### Instructions for the task
Start at the line in the entries below that contains "PR #372, opened 2019-05-22", stop at the line that contains "dirkmueller: are you", and output exactly the lines in that span, both ends included.

====== Record excerpts ======

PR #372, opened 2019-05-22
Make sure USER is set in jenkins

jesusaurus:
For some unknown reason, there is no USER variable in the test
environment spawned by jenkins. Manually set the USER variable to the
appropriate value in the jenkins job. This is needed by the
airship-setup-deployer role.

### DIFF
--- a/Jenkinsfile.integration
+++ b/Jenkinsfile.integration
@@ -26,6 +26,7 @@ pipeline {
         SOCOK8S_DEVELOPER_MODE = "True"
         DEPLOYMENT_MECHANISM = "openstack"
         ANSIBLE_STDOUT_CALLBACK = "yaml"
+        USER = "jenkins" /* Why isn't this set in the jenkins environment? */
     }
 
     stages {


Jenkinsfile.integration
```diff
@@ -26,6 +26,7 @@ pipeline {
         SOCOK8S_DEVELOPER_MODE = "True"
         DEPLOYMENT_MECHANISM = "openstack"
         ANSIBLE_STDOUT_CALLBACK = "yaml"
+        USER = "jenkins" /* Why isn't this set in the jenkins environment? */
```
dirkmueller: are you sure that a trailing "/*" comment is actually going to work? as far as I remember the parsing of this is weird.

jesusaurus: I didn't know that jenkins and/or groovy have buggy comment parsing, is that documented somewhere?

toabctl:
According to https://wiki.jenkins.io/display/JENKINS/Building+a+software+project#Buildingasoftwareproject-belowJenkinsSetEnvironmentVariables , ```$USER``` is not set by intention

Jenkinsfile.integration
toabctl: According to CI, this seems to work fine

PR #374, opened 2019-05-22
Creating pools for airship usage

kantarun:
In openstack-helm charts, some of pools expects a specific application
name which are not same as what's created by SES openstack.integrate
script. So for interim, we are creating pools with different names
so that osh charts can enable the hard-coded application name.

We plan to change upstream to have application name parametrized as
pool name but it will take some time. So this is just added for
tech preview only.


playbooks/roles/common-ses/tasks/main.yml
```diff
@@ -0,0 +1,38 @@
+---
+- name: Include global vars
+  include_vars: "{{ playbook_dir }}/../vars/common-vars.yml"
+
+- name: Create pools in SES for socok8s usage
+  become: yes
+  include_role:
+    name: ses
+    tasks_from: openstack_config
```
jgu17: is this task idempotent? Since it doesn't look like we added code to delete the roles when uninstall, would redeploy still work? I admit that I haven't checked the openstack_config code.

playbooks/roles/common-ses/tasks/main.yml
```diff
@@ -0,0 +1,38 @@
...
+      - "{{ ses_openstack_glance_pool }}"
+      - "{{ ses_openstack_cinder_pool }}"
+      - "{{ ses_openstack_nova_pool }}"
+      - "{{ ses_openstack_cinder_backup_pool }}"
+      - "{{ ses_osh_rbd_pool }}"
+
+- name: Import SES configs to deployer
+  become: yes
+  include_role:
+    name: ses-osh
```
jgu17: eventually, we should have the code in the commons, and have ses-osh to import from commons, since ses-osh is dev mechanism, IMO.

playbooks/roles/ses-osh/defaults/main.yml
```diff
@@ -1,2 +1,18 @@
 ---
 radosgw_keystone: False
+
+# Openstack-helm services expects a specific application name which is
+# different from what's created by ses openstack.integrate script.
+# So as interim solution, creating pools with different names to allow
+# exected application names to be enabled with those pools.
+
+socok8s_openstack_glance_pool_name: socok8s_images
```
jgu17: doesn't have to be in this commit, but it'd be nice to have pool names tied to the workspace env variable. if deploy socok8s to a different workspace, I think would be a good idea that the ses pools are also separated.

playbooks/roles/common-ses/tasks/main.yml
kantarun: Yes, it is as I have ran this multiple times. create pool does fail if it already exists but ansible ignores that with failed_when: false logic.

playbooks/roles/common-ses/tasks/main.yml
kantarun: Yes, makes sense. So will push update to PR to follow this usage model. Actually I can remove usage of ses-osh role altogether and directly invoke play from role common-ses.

======
====== Record excerpts ======

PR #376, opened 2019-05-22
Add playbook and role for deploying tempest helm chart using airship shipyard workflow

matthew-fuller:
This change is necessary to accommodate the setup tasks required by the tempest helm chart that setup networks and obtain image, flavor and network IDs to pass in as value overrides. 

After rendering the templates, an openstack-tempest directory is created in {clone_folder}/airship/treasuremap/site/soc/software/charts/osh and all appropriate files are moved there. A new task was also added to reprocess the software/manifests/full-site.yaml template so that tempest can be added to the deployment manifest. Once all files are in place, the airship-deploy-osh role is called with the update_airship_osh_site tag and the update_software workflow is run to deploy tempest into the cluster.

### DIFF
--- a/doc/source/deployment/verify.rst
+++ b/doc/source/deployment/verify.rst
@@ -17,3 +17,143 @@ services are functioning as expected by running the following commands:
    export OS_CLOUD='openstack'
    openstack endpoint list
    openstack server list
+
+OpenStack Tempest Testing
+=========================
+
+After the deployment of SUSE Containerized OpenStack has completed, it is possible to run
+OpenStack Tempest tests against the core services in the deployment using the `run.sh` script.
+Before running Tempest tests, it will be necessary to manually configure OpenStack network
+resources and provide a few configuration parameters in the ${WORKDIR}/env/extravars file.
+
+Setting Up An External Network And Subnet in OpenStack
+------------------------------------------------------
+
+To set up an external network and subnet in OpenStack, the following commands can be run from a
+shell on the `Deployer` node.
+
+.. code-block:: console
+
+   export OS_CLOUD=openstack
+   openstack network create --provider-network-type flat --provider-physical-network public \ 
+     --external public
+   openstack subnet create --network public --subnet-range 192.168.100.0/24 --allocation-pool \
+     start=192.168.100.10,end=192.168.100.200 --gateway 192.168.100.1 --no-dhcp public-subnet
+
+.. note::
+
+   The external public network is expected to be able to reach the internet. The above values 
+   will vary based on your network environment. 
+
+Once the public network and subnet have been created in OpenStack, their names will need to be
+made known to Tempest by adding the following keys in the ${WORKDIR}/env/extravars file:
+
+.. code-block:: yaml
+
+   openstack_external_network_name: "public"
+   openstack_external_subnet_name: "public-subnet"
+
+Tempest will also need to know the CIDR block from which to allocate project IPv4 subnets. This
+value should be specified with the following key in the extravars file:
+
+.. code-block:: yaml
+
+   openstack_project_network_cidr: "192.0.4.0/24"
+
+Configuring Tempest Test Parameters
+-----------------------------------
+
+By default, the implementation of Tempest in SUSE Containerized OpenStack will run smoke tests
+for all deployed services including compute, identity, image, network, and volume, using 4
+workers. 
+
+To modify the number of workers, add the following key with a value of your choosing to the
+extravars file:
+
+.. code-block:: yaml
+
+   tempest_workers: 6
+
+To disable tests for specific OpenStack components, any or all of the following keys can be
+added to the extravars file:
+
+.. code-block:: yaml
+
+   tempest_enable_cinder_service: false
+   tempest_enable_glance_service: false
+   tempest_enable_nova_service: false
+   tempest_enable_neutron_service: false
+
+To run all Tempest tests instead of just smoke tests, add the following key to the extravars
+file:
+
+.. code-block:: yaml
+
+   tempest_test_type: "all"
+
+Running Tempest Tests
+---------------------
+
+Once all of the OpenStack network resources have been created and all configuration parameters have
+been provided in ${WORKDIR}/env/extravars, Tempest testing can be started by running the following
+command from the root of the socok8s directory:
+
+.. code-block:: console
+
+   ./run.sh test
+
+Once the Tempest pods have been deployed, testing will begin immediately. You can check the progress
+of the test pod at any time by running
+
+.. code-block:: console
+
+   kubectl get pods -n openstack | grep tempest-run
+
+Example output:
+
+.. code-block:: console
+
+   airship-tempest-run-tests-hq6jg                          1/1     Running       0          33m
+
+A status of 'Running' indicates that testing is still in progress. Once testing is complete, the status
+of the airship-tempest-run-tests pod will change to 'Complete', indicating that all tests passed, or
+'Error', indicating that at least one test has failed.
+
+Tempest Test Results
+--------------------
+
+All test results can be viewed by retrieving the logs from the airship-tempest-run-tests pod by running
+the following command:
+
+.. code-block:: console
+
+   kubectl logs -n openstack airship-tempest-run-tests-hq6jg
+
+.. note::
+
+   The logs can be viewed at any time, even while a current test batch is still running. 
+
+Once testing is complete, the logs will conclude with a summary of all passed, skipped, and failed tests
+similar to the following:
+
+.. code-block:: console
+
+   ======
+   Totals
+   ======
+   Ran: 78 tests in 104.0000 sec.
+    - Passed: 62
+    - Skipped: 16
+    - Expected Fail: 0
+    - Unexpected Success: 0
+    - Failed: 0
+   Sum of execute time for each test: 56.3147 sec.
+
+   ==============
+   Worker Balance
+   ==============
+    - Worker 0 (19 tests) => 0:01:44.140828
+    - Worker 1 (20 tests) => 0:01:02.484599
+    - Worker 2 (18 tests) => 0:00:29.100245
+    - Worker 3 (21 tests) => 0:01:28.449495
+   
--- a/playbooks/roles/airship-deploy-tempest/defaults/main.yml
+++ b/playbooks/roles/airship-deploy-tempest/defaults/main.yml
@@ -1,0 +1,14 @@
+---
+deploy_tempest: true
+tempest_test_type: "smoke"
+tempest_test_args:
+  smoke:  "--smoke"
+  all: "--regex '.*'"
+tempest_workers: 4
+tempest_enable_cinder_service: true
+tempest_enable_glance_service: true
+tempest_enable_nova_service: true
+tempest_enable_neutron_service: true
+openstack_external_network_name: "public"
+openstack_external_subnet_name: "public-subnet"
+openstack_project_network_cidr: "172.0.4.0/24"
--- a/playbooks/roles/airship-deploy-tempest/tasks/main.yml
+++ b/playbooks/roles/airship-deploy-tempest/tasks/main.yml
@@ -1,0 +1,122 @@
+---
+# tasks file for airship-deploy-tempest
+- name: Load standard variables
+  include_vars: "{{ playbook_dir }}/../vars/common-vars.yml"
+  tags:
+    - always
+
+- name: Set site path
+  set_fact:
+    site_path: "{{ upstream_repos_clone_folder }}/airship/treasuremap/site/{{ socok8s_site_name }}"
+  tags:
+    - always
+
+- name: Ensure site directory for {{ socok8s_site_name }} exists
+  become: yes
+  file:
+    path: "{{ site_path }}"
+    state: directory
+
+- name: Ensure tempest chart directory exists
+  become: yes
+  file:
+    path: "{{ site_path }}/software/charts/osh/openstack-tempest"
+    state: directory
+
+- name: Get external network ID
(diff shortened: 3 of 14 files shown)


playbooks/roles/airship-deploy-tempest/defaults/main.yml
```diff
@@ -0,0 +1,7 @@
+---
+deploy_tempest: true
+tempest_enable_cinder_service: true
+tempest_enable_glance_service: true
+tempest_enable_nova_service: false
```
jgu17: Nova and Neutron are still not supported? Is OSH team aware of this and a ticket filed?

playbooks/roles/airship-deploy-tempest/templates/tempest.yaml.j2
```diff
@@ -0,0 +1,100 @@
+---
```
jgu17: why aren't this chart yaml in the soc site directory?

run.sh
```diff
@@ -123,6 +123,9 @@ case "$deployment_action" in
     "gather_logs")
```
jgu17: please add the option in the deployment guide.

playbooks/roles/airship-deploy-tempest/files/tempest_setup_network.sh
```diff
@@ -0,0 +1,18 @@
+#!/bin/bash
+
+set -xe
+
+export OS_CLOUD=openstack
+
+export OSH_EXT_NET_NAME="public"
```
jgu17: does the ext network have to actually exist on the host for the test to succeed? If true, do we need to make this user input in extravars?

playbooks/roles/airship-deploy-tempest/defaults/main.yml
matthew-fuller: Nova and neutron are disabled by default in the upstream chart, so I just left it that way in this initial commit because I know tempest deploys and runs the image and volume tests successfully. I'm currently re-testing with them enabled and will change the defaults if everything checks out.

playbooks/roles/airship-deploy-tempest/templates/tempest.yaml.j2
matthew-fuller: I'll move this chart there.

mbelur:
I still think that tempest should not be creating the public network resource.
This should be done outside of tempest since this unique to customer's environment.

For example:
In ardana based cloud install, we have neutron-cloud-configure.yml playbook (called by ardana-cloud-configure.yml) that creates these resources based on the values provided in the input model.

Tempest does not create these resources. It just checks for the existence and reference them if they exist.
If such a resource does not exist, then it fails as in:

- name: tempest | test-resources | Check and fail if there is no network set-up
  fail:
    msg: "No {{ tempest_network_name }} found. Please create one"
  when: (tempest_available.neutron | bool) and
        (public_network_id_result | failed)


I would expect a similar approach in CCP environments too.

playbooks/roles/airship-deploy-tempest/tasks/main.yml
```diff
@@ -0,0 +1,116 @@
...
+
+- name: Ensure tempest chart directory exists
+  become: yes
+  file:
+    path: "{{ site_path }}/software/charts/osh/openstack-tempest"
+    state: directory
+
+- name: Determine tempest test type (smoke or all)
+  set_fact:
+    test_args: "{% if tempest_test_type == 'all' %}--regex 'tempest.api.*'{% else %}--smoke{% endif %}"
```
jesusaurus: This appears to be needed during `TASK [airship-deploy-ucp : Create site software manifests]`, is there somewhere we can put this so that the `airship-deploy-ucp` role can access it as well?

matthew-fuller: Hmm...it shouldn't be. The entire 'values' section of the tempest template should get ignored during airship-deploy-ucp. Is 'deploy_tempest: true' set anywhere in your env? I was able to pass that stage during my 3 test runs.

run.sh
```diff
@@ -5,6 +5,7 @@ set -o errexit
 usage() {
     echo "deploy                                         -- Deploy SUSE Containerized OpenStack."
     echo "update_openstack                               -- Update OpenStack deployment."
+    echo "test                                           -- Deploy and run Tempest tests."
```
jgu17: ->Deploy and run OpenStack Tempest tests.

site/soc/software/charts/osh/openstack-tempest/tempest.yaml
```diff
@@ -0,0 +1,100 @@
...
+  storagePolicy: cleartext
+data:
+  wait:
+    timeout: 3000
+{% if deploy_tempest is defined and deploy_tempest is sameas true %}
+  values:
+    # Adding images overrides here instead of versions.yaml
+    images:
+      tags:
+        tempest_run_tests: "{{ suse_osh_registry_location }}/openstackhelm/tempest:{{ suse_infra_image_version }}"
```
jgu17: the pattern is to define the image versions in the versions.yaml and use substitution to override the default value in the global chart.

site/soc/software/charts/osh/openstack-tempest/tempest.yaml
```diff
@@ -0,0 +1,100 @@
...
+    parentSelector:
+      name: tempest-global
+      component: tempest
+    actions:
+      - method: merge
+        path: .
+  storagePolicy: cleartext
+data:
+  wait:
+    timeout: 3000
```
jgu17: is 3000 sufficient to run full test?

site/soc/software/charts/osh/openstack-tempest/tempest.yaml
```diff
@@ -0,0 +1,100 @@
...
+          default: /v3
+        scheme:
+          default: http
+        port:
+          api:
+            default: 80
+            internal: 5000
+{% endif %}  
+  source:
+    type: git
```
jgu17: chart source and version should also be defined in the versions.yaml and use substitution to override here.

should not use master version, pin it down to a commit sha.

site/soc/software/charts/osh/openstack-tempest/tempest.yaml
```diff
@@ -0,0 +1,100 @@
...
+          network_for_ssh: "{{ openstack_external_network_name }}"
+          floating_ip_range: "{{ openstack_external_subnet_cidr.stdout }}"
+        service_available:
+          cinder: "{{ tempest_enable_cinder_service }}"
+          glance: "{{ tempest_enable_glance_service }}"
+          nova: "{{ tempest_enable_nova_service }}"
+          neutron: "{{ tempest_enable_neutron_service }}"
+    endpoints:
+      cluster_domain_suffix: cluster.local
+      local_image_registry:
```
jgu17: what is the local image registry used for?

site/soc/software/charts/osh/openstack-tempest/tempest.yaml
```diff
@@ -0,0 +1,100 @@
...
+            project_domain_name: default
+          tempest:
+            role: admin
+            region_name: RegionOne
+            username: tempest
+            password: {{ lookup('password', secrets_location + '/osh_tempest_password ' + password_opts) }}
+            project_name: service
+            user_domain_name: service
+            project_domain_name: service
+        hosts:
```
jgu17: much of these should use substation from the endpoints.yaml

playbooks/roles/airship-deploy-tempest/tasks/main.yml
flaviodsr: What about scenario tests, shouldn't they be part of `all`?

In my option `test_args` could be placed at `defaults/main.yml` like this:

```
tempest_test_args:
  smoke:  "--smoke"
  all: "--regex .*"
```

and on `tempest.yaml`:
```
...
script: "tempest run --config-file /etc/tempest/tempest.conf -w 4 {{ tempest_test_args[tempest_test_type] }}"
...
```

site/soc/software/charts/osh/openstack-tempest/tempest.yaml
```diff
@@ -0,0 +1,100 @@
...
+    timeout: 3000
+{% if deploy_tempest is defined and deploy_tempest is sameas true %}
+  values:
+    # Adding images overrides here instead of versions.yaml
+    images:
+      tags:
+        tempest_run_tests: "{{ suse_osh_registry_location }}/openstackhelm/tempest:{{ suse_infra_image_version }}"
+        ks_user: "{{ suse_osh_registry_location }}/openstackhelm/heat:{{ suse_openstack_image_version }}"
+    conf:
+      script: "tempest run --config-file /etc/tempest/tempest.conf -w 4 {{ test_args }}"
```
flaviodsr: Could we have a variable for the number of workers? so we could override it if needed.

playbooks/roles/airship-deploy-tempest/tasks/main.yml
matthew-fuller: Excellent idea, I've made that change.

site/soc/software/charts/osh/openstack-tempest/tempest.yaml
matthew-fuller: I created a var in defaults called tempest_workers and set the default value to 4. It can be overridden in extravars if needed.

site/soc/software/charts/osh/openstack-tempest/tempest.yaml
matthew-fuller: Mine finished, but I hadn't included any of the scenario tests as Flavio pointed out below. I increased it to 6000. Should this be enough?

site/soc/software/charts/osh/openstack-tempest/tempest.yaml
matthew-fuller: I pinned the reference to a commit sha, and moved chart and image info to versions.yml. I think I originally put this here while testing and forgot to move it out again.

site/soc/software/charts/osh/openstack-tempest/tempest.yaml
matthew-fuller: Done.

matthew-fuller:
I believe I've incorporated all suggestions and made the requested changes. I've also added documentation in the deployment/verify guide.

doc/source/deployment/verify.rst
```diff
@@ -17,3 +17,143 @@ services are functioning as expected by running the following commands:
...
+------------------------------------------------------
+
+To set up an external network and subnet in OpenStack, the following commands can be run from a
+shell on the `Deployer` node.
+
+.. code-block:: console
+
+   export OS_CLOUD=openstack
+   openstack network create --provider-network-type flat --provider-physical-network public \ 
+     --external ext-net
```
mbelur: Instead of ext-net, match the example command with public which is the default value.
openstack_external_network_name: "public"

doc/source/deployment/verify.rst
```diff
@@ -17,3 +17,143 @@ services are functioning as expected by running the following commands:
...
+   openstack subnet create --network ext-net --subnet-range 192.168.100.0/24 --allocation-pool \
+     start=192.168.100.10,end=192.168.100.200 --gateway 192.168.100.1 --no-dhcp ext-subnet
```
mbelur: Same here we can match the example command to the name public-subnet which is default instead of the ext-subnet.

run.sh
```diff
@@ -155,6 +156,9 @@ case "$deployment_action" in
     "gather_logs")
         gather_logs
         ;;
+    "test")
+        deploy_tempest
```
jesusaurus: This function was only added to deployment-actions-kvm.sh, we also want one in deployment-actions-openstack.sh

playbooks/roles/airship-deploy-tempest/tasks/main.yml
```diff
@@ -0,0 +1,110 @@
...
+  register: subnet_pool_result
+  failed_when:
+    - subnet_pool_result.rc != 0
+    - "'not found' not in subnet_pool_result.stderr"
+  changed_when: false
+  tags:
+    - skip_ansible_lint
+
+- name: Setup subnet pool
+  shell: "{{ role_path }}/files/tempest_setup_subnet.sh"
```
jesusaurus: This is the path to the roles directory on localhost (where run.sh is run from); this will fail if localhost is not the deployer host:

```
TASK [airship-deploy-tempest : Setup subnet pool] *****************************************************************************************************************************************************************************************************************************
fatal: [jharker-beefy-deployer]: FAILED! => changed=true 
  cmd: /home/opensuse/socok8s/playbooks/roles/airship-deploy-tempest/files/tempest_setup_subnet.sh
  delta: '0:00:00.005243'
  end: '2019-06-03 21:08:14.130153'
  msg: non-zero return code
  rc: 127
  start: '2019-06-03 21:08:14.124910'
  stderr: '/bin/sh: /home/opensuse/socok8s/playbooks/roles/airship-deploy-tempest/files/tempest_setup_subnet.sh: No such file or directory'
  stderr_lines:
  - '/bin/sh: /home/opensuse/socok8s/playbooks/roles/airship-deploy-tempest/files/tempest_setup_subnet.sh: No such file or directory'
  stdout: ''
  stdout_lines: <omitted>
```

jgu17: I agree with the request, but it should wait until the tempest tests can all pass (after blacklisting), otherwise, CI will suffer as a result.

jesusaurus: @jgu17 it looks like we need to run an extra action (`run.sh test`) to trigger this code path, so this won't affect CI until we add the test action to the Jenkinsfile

======

### Result for this exercise
PR #372, opened 2019-05-22
Make sure USER is set in jenkins

jesusaurus:
For some unknown reason, there is no USER variable in the test
environment spawned by jenkins. Manually set the USER variable to the
appropriate value in the jenkins job. This is needed by the
airship-setup-deployer role.

### DIFF
--- a/Jenkinsfile.integration
+++ b/Jenkinsfile.integration
@@ -26,6 +26,7 @@ pipeline {
         SOCOK8S_DEVELOPER_MODE = "True"
         DEPLOYMENT_MECHANISM = "openstack"
         ANSIBLE_STDOUT_CALLBACK = "yaml"
+        USER = "jenkins" /* Why isn't this set in the jenkins environment? */
     }
 
     stages {


Jenkinsfile.integration
```diff
@@ -26,6 +26,7 @@ pipeline {
         SOCOK8S_DEVELOPER_MODE = "True"
         DEPLOYMENT_MECHANISM = "openstack"
         ANSIBLE_STDOUT_CALLBACK = "yaml"
+        USER = "jenkins" /* Why isn't this set in the jenkins environment? */
```
dirkmueller: are you sure that a trailing "/*" comment is actually going to work? as far as I remember the parsing of this is weird.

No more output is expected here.